So the task is to find a coefficient of $x^{57}$ in a polynomial $(x^2+x^7+x^9)^{20}$
I was wondering if there is a more intelligible and less exhausting strategy in finding the coefficient, other than saying that $(x^2+x^7+x^9)^{20}=((x^2+x^7)+x^9)^{20}$ and then working with binomial expansion.
On
$x^{40}(1+x^5+x^7)^{20}=x^{40}(1+x^5(1+x^2))^{20}=$
$x^{40}(1+20x^5(1+x^2)+$
$(20)(19)/2![(x^5)(1+x^2)]^2+$
$(20)(19)(18)/3![x^5(1+x^2)]^3+..).$
Need the coefficient of $x^{17}$ in the above expansion.
Which term is relevant?
On
Rewrite as $x^{40}((1+x^5)+x^7)^{20}$, then the k-th term of the binomial expansion (ignoring the $x^{40}$) is $\binom{20}kx^{7(20-k)}\sum_{i=0}^k \binom kix^{5i}$.

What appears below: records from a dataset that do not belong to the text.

PR #253, opened 2015-11-24
update travis builds for conda and travis changes

eteq:
This updates the ``.travis.yml`` file to hopefully get travis working again - ``anaconda`` recently made some changes that were causing the tests to not run correctly.

Moving forward, we'll probably want to do what astropy/package-template#140 is suggesting, but I'm not sure how to do that you, so probably best to get this in now, and then when astropy/package-template#140 is merged, pull that out and into halotools.

### DIFF
--- a/.travis.yml
+++ b/.travis.yml
@@ -6,6 +6,22 @@ python:
     - 3.3
     - 3.4
     # This is just for "egg_info".  All other builds are explicitly given in the matrix
+
+# Setting sudo to false opts in to Travis-CI container-based builds.
+sudo: false
+
+# The apt packages below are needed for sphinx builds. A full list of packages 
+# that can be included can be found here:
+#
+# https://github.com/travis-ci/apt-package-whitelist/blob/master/ubuntu-precise
+
+addons:
+    apt:
+        packages:
+            - graphviz
+            - texlive-latex-extra
+            - dvipng
+
 env:
     global:
         # The following versions are the 'default' for tests, unless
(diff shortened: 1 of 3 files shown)


eteq:
@aphearin - OK, I think this is now actually working.  There are still some failures, but I believe they are *real*.

@duncandc @aphearin  - note that this required a small modification to ``setup_package.py`` to use the numpy headers with a special incantation of just the string ``'numpy'`` instead of the ``numpy.get_include()`` function.  You had no way of knowing that this is a requirement to get the ``egg-info`` command to work, but for more on this, see astropy/astropy#4357 .  Or just ignore it and accept that this PR fixes it ;)

As for the "real" failures, it's basically two issues:
* A few doc build failures which look to be some typos and duplicated API pages. 
* All of the py 3.x builds are failing.  I could change this to "allowed failures" if you don't want to tackle this in the near term, @aphearin.  But note that 3.x compatibility is a fairly important piece that typically only gets harder the longer it gets put off...

I'd suggest this get merged as-is to get at least some of the tests going, although if py 3.x should be marked as allowed fail, I could put up one more commit to do that.

aphearin:
Great work, @eteq. I'd like to leave 3.x optional for now and tackle this in one large sprint after sending the code out for beta testing, but before the first official release. The docs duplication I will address this week.

aphearin:
Please feel free to add that one last commit and merge.

eteq:
Ok, updated to allow py 3.x failures.  Assuming this works I'll go ahead and merge.

One other thing I forgot to mention above: this also adds the machinery to support reports from ``coveralls.io``.  If you go to https://coveralls.io/github/astropy/halotools you'll see a little report that tells how much of the code is tested, and where.

Presumably this isn't terribly fair because some of it is tested for scientific accuracy in slower ways that you don't want on travis... But it's at least a decent guide.  We can also adjust the settings so that it actually tells you if a new PR increases or decreases coverage.  (Feel free to discuss this in Slack if you're interested, @aphearin).

eteq:
Looks good - now once the sphinx stuff is fixed, the build should come in passing.  Will merge now, and add an issue about how to bring back 3.x once it's working.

We now actually want the exponent to be 17. Check $i=0, 1, 2, 3$ to see the only possibility is $i=2$, which gives $k=19$.
Hence the coefficient is $\binom{20}{19}\binom{19}2=3420.$
On
$$
\begin{align}
\left[x^{57}\right]\left(x^2+x^7+x^9\right)^{20}
&=\left[x^{57}\right]\sum_{\substack{a+b+c=20\\a,b,c\ge0}}\frac{20!}{a!\,b!\,c!}x^{2a+7b+9c}\tag1\\
&=\sum_{\substack{2a+7b+9c=57\\a+b+c=20\\a,b,c\ge0}}\frac{20!}{a!\,b!\,c!}\tag2\\
&=\sum_{\substack{5b+7c=17\\b,c\ge0}}\frac{20!}{(20-b-c)!\,b!\,c!}\tag3\\[3pt]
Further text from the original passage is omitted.